(Collected data)
# # # # #

PR #19430, opened 2024-12-10
feat: Create note endpoints in tracker [DHIS2-17579]

enricocolasante:
Added endpoint to create a `note` for `enrollments` and `events`:
- `POST tracker/enrollments/{uid}/note`
- `POST tracker/events/{uid}/note`

A new service and a new store using JDBC are created.
The validation applied are:
- Verify that event/enrollment exists
- Verify that user has read access to event/enrollment
- Verify that field `value` for the `note` is not empty
- Verify that a `note` with the same `uid` does not already exist

***Inconsistency between the 2 endpoints***
To check that the event/enrollment exists and that the user has all the right permissions we are using services (`EnrollmentService.getEnrollment(uid)` and `EventService.getEvent(uid)`) but they do behave differently when an entity without the right permission is accessed:
- `EnrollmentService` throws a 403
- `EventService` throws a 404

This is part of a biggest discussion and it will not be fixed here

### DIFF
--- a/dhis-2/dhis-services/dhis-service-core/src/main/resources/org/hisp/dhis/note/hibernate/Note.hbm.xml
+++ b/dhis-2/dhis-services/dhis-service-core/src/main/resources/org/hisp/dhis/note/hibernate/Note.hbm.xml
@@ -11,7 +11,13 @@
     <id name="id" column="noteid">
       <generator class="native" />
     </id>
-    &identifiableProperties;
+
+    <property name="uid" column="uid" unique="true" not-null="true" />
+
+    <property name="created" type="timestamp" not-null="true" update="false" />
+
+    <many-to-one name="lastUpdatedBy" class="org.hisp.dhis.user.User"
+                 column="lastupdatedby" foreign-key="fk_lastupdateby_userid" />
 
     <property name="noteText" column="notetext" type="text" />
 
--- a/dhis-2/dhis-services/dhis-service-tracker/src/main/java/org/hisp/dhis/tracker/export/event/JdbcEventStore.java
+++ b/dhis-2/dhis-services/dhis-service-tracker/src/main/java/org/hisp/dhis/tracker/export/event/JdbcEventStore.java
@@ -132,7 +132,6 @@ class JdbcEventStore {
        n.created as note_created,\
        n.creator as note_creator,\
        n.uid as note_uid,\
-       n.lastupdated as note_lastupdated,\
        userinfo.userinfoid as note_user_id,\
        userinfo.code as note_user_code,\
        userinfo.uid as note_user_uid,\
@@ -466,8 +465,6 @@ class JdbcEventStore {
                 noteLastUpdatedBy.setSurname(resultSet.getString("note_user_surname"));
                 note.setLastUpdatedBy(noteLastUpdatedBy);
               }
-
-              note.setLastUpdated(resultSet.getTimestamp("note_lastupdated"));
 
               event.getNotes().add(note);
               notes.add(resultSet.getString("note_id"));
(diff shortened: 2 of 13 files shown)


dhis-2/dhis-services/dhis-service-core/src/main/resources/org/hisp/dhis/note/hibernate/Note.hbm.xml
```diff
@@ -11,7 +11,13 @@
     <id name="id" column="noteid">
       <generator class="native" />
     </id>
-    &identifiableProperties;
+
```
muilpp, line 14: why do we need this mapping if we use JDBC?

muilpp:
Just for me to understand, why don't we use the importer to create notes as we do for other tracker objects?

dhis-2/dhis-services/dhis-service-core/src/main/resources/org/hisp/dhis/note/hibernate/Note.hbm.xml
enricocolasante: We still need it because tracker importer is adding notes that are defined in the enrollments/events and we are persisting using hibernate there.

dhis-2/dhis-services/dhis-service-tracker/src/main/java/org/hisp/dhis/tracker/imports/note/JdbcNoteStore.java
```diff
@@ -0,0 +1,121 @@
...
+    jdbcTemplate.update(sql, Map.of("event", event.getValue(), "noteId", noteId));
+  }
+
+  boolean exists(@Nonnull UID note) {
+    Integer count =
+        jdbcTemplate.queryForObject(
+            "select count(1) from note where uid = :uid",
+            Map.of("uid", note.getValue()),
+            Integer.class);
+    return count == null || count > 0;
```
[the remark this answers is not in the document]
enricocolasante: I wrongly inverted the logic here.
Fixed

enricocolasante:
> @enricocolasante, just for me to understand, why don't we use the importer to create notes as we do for other tracker objects?

We agreed with frontend that would make sense to have an easier way for them to create a single note.
Using the importer for that adds a lot of unnecessary data that they should pass together with the note as we do not allow patch, so they would need to send a payload with the whole enrollment/event just to add a note.
And as well, it is not so good for performance, because we need to validate all that unnecessary data anyway

muilpp (approved):

dhis-2/dhis-services/dhis-service-tracker/src/main/java/org/hisp/dhis/tracker/export/event/JdbcEventStore.java
```diff
@@ -132,7 +132,6 @@ class JdbcEventStore {
        n.created as note_created,\
        n.creator as note_creator,\
        n.uid as note_uid,\
-       n.lastupdated as note_lastupdated,\
```
ameenhere, line 135: Are notes immutable? Is that why this is done?

dhis-2/dhis-support/dhis-support-db-migration/src/main/resources/org/hisp/dhis/db/migration/2.42/V2_42_34__Create_sequence_for_note_table.sql
```diff
@@ -0,0 +1,5 @@
+create sequence if not exists note_id_sequence;
```
ameenhere, line 1: we usually name sequences as "tablename_sequence"
So maybe this can be "note_sequence" ?

dhis-2/dhis-services/dhis-service-tracker/src/main/java/org/hisp/dhis/tracker/export/event/JdbcEventStore.java
enricocolasante: Yes, they are immutable

dhis-2/dhis-support/dhis-support-db-migration/src/main/resources/org/hisp/dhis/db/migration/2.42/V2_42_34__Create_sequence_for_note_table.sql
enricocolasante: Done

ameenhere (approved):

# # # # #

Problem statement -> Set down the data once more, exactly as shown above.

Answer for this exercise ->
PR #19430, opened 2024-12-10
feat: Create note endpoints in tracker [DHIS2-17579]

enricocolasante:
Added endpoint to create a `note` for `enrollments` and `events`:
- `POST tracker/enrollments/{uid}/note`
- `POST tracker/events/{uid}/note`

A new service and a new store using JDBC are created.
The validation applied are:
- Verify that event/enrollment exists
- Verify that user has read access to event/enrollment
- Verify that field `value` for the `note` is not empty
- Verify that a `note` with the same `uid` does not already exist

***Inconsistency between the 2 endpoints***
To check that the event/enrollment exists and that the user has all the right permissions we are using services (`EnrollmentService.getEnrollment(uid)` and `EventService.getEvent(uid)`) but they do behave differently when an entity without the right permission is accessed:
- `EnrollmentService` throws a 403
- `EventService` throws a 404

This is part of a biggest discussion and it will not be fixed here

### DIFF
--- a/dhis-2/dhis-services/dhis-service-core/src/main/resources/org/hisp/dhis/note/hibernate/Note.hbm.xml
+++ b/dhis-2/dhis-services/dhis-service-core/src/main/resources/org/hisp/dhis/note/hibernate/Note.hbm.xml
@@ -11,7 +11,13 @@
     <id name="id" column="noteid">
       <generator class="native" />
     </id>
-    &identifiableProperties;
+
+    <property name="uid" column="uid" unique="true" not-null="true" />
+
+    <property name="created" type="timestamp" not-null="true" update="false" />
+
+    <many-to-one name="lastUpdatedBy" class="org.hisp.dhis.user.User"
+                 column="lastupdatedby" foreign-key="fk_lastupdateby_userid" />
 
     <property name="noteText" column="notetext" type="text" />
 
--- a/dhis-2/dhis-services/dhis-service-tracker/src/main/java/org/hisp/dhis/tracker/export/event/JdbcEventStore.java
+++ b/dhis-2/dhis-services/dhis-service-tracker/src/main/java/org/hisp/dhis/tracker/export/event/JdbcEventStore.java
@@ -132,7 +132,6 @@ class JdbcEventStore {
        n.created as note_created,\
        n.creator as note_creator,\
        n.uid as note_uid,\
-       n.lastupdated as note_lastupdated,\
        userinfo.userinfoid as note_user_id,\
        userinfo.code as note_user_code,\
        userinfo.uid as note_user_uid,\
@@ -466,8 +465,6 @@ class JdbcEventStore {
                 noteLastUpdatedBy.setSurname(resultSet.getString("note_user_surname"));
                 note.setLastUpdatedBy(noteLastUpdatedBy);
               }
-
-              note.setLastUpdated(resultSet.getTimestamp("note_lastupdated"));
 
               event.getNotes().add(note);
               notes.add(resultSet.getString("note_id"));
(diff shortened: 2 of 13 files shown)


dhis-2/dhis-services/dhis-service-core/src/main/resources/org/hisp/dhis/note/hibernate/Note.hbm.xml
```diff
@@ -11,7 +11,13 @@
     <id name="id" column="noteid">
       <generator class="native" />
     </id>
-    &identifiableProperties;
+
```
muilpp, line 14: why do we need this mapping if we use JDBC?

muilpp:
Just for me to understand, why don't we use the importer to create notes as we do for other tracker objects?

dhis-2/dhis-services/dhis-service-core/src/main/resources/org/hisp/dhis/note/hibernate/Note.hbm.xml
enricocolasante: We still need it because tracker importer is adding notes that are defined in the enrollments/events and we are persisting using hibernate there.

dhis-2/dhis-services/dhis-service-tracker/src/main/java/org/hisp/dhis/tracker/imports/note/JdbcNoteStore.java
```diff
@@ -0,0 +1,121 @@
...
+    jdbcTemplate.update(sql, Map.of("event", event.getValue(), "noteId", noteId));
+  }
+
+  boolean exists(@Nonnull UID note) {
+    Integer count =
+        jdbcTemplate.queryForObject(
+            "select count(1) from note where uid = :uid",
+            Map.of("uid", note.getValue()),
+            Integer.class);
+    return count == null || count > 0;
```
[the remark this answers is not in the document]
enricocolasante: I wrongly inverted the logic here.
Fixed

enricocolasante:
> @enricocolasante, just for me to understand, why don't we use the importer to create notes as we do for other tracker objects?

We agreed with frontend that would make sense to have an easier way for them to create a single note.
Using the importer for that adds a lot of unnecessary data that they should pass together with the note as we do not allow patch, so they would need to send a payload with the whole enrollment/event just to add a note.
And as well, it is not so good for performance, because we need to validate all that unnecessary data anyway

muilpp (approved):

dhis-2/dhis-services/dhis-service-tracker/src/main/java/org/hisp/dhis/tracker/export/event/JdbcEventStore.java
```diff
@@ -132,7 +132,6 @@ class JdbcEventStore {
        n.created as note_created,\
        n.creator as note_creator,\
        n.uid as note_uid,\
-       n.lastupdated as note_lastupdated,\
```
ameenhere, line 135: Are notes immutable? Is that why this is done?

dhis-2/dhis-support/dhis-support-db-migration/src/main/resources/org/hisp/dhis/db/migration/2.42/V2_42_34__Create_sequence_for_note_table.sql
```diff
@@ -0,0 +1,5 @@
+create sequence if not exists note_id_sequence;
```
ameenhere, line 1: we usually name sequences as "tablename_sequence"
So maybe this can be "note_sequence" ?

dhis-2/dhis-services/dhis-service-tracker/src/main/java/org/hisp/dhis/tracker/export/event/JdbcEventStore.java
enricocolasante: Yes, they are immutable

dhis-2/dhis-support/dhis-support-db-migration/src/main/resources/org/hisp/dhis/db/migration/2.42/V2_42_34__Create_sequence_for_note_table.sql
enricocolasante: Done

ameenhere (approved):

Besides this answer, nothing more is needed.